■ **Action item**
Copy each line below that has "above".

Saved entries:
◇ ◇ ◇ ◇

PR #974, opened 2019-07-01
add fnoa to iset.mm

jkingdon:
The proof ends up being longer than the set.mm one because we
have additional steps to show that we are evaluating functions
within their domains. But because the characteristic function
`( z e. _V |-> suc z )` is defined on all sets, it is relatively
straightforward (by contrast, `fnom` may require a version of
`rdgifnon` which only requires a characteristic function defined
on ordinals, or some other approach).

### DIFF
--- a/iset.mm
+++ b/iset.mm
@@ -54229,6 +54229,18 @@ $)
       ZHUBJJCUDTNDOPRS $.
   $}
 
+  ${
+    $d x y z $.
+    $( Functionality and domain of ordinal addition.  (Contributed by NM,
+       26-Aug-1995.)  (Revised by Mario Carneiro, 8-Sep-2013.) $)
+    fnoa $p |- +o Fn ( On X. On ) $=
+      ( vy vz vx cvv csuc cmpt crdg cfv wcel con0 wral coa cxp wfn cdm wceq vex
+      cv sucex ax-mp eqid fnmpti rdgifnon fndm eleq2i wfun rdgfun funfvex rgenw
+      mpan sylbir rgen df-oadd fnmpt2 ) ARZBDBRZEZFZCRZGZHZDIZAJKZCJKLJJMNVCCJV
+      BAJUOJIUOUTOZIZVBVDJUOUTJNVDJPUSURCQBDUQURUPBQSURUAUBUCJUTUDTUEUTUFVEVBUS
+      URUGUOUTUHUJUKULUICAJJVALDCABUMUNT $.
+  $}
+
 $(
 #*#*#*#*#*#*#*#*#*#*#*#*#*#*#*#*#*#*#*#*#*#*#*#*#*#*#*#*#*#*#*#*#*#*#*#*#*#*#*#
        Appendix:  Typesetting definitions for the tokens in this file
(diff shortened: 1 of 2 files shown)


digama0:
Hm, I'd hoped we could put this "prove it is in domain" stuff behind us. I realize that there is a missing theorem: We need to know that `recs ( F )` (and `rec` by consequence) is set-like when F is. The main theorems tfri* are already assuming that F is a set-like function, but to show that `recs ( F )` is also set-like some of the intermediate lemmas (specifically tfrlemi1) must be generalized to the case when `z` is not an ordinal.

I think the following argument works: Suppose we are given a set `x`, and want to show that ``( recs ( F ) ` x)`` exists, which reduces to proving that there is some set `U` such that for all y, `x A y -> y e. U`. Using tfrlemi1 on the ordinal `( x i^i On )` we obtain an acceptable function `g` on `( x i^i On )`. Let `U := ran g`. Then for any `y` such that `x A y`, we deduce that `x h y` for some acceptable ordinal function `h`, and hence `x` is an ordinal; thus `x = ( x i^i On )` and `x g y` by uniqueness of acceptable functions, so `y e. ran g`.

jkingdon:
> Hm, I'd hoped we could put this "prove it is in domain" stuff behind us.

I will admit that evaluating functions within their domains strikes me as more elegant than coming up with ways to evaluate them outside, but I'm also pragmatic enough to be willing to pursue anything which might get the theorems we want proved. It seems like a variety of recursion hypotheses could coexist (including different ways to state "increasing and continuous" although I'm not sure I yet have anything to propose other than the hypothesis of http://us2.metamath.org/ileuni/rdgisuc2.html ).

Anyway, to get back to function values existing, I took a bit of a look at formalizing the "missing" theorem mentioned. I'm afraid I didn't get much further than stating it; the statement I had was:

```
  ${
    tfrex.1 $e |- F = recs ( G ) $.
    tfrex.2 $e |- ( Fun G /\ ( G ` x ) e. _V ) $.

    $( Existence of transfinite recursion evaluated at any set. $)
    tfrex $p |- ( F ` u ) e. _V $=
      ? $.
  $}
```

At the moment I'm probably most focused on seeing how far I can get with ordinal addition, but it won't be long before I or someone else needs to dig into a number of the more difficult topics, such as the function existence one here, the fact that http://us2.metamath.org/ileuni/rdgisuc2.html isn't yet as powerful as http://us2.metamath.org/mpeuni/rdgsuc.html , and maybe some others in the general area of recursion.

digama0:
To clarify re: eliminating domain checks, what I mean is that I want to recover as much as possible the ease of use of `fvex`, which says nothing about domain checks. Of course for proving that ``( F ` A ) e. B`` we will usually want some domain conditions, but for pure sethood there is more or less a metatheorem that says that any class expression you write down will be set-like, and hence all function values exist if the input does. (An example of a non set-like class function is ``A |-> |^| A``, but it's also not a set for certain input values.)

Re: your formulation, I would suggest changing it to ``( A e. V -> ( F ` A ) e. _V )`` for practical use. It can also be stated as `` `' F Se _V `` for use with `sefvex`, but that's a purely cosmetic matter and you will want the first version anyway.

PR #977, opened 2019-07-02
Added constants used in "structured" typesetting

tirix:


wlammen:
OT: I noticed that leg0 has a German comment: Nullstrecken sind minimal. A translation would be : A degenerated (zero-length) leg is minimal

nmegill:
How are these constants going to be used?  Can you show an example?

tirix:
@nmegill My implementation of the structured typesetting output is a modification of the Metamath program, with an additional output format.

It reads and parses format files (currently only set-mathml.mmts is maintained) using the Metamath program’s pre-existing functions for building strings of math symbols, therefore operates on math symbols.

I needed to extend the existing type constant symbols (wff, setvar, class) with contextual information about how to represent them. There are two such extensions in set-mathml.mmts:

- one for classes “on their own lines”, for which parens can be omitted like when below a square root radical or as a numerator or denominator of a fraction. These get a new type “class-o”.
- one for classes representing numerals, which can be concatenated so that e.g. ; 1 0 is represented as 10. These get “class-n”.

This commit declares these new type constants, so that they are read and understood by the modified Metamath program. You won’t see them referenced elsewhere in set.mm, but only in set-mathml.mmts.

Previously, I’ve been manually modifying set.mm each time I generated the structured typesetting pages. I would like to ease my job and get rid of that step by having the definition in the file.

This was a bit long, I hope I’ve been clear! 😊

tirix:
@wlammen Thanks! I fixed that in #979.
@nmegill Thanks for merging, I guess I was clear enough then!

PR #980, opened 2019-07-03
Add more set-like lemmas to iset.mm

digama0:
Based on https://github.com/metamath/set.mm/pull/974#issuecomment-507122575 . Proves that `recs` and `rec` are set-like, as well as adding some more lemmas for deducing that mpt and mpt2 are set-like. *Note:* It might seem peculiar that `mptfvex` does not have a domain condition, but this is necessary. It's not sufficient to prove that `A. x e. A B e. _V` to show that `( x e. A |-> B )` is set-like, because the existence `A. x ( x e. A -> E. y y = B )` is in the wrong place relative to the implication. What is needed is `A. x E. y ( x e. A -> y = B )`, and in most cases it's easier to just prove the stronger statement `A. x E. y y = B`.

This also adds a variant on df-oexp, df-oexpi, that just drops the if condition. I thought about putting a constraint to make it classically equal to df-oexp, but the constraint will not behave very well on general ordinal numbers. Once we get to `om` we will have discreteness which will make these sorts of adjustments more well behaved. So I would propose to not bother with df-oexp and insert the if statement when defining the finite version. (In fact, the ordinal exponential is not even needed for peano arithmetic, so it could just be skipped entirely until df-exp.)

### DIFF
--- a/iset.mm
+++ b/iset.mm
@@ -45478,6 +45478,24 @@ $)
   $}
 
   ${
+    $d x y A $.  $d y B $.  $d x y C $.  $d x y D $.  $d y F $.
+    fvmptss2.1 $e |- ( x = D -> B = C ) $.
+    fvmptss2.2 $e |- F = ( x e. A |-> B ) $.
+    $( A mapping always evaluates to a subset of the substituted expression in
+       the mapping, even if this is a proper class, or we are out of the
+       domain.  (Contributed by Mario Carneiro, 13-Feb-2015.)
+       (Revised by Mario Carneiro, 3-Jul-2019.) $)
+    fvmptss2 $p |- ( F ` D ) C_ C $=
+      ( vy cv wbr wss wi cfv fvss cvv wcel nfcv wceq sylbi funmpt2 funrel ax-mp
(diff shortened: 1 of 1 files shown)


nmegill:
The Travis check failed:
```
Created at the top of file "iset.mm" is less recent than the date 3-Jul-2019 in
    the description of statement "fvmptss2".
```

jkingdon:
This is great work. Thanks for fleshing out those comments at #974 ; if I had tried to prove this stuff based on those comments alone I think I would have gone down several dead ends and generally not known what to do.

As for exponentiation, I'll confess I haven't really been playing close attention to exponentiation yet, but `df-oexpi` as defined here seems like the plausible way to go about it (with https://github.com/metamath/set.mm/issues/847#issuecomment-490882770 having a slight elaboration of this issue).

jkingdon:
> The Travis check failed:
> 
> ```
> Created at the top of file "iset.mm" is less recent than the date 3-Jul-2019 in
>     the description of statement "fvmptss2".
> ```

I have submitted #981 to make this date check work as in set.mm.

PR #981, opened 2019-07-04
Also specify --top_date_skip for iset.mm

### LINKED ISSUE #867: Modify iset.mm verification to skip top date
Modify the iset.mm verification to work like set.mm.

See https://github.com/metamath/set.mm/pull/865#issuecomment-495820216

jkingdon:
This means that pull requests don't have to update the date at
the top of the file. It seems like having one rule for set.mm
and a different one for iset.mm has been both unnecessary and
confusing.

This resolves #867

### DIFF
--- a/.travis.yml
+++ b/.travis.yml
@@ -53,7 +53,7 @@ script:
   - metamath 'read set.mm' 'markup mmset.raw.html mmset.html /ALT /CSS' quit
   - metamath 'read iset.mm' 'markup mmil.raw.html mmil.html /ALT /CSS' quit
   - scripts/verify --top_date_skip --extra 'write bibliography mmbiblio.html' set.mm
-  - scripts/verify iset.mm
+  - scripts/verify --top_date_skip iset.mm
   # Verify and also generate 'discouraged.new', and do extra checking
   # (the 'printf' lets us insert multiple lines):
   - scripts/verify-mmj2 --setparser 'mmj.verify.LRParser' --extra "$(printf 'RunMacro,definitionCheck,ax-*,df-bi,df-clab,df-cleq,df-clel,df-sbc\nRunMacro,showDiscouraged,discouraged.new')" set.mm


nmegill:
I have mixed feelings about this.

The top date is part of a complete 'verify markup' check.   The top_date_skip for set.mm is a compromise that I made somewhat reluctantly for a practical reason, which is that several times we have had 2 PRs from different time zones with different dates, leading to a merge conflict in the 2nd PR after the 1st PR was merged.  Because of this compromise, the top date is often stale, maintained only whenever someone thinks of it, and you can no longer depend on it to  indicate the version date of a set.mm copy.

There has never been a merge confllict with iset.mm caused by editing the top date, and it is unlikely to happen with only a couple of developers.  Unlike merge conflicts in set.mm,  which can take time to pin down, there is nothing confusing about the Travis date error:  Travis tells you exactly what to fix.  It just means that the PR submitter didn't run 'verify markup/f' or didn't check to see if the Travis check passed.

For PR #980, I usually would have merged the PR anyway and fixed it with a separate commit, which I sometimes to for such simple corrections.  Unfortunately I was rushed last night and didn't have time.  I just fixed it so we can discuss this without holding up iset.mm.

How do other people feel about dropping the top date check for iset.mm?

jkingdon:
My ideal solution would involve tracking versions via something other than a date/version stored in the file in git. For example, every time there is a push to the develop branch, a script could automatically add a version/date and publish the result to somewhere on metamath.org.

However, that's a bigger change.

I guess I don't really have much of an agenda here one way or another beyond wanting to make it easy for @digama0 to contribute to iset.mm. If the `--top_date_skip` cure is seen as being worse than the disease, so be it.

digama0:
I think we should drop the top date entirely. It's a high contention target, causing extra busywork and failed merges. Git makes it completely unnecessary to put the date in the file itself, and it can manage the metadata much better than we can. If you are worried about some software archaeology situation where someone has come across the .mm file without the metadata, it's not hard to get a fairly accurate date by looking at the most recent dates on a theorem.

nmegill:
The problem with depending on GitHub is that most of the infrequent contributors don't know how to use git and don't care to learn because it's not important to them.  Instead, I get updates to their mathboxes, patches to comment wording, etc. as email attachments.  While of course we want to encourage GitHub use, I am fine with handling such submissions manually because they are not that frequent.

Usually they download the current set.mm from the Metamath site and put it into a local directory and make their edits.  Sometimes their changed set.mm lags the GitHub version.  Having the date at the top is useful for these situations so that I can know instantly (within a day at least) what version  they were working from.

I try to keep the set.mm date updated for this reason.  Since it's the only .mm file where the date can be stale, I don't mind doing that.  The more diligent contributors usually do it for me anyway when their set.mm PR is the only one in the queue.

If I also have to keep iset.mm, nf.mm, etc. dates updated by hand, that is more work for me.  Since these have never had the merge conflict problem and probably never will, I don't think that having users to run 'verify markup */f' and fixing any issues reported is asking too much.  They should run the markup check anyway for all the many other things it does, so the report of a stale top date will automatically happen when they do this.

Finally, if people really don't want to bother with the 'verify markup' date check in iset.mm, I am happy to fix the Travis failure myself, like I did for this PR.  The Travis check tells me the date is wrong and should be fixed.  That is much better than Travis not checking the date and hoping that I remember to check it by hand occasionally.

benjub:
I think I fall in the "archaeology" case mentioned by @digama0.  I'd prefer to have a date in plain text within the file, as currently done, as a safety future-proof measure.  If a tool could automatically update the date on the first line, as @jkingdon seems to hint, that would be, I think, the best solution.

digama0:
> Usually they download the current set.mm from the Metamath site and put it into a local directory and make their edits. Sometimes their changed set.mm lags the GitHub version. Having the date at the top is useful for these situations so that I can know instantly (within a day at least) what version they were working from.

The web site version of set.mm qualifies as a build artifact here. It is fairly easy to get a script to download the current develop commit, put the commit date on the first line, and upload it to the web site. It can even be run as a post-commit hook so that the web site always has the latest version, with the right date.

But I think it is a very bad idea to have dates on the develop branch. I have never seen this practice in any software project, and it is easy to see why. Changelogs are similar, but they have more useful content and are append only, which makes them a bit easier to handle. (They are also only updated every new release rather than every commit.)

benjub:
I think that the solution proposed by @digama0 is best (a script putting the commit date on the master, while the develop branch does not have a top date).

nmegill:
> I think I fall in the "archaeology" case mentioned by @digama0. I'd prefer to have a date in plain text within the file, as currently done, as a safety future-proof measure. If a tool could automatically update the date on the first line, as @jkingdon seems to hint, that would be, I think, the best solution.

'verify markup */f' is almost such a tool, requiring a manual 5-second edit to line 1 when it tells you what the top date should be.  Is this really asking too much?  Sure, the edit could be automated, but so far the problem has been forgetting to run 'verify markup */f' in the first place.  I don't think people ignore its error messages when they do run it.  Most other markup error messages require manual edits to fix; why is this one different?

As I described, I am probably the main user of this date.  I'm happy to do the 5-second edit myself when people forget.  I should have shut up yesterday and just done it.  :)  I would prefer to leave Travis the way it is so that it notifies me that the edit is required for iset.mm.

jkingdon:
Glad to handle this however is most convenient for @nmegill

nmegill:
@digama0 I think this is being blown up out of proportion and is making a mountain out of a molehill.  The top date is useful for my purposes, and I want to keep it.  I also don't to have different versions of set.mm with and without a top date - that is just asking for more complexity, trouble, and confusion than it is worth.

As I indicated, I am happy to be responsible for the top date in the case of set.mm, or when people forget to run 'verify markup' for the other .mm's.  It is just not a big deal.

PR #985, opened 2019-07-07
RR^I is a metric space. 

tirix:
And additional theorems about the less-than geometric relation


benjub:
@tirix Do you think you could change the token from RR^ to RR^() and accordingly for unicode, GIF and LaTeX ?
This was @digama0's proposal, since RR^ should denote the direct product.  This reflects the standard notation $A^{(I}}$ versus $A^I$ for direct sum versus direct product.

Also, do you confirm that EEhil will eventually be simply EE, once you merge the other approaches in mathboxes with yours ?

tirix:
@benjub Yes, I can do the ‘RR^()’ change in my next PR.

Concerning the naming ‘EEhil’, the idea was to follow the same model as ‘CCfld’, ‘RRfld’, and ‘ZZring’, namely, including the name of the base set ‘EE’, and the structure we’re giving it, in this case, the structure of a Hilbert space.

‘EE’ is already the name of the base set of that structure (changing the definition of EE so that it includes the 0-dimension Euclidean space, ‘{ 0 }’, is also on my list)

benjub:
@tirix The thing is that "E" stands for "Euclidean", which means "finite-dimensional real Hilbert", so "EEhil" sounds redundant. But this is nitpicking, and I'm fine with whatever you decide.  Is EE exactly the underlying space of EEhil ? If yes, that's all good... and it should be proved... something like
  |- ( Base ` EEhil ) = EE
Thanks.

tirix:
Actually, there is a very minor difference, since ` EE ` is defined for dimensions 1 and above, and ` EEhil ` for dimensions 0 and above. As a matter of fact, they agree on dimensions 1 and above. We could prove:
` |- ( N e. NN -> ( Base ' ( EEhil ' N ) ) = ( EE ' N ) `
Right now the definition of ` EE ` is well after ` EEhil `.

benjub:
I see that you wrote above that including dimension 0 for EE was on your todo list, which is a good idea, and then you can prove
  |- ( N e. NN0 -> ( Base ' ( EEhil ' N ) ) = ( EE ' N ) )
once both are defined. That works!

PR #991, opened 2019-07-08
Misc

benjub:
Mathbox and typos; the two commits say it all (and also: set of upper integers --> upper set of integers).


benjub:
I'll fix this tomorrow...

◇ ◇ ◇ ◇

■ **Response**
Actually, there is a very minor difference, since ` EE ` is defined for dimensions 1 and above, and ` EEhil ` for dimensions 0 and above. As a matter of fact, they agree on dimensions 1 and above. We could prove:
I see that you wrote above that including dimension 0 for EE was on your todo list, which is a good idea, and then you can prove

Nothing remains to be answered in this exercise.